• _What the exercise asks_
Line by line, repeat all the material exactly as it appears.

• _Raw data_
PR #29, opened 2013-10-23
fix for connection refused errors: go back to `getip.sh`

jakebiesinger:
@JavierJia 

As I mentioned on https://github.com/uci-cbcl/genomix/commit/0f31651729af55d028709904b58080768f5f4607#diff-fd9a88e53b0fd0f4e9040cf3157230eeR50 is seems there's a regression using the java inet lookup.  I played with it briefly but couldn't find a solution where the two agreed about the correct IP.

• _Output for this exercise_
PR #29, opened 2013-10-23
fix for connection refused errors: go back to `getip.sh`

jakebiesinger:
@JavierJia 

As I mentioned on https://github.com/uci-cbcl/genomix/commit/0f31651729af55d028709904b58080768f5f4607#diff-fd9a88e53b0fd0f4e9040cf3157230eeR50 is seems there's a regression using the java inet lookup.  I played with it briefly but couldn't find a solution where the two agreed about the correct IP.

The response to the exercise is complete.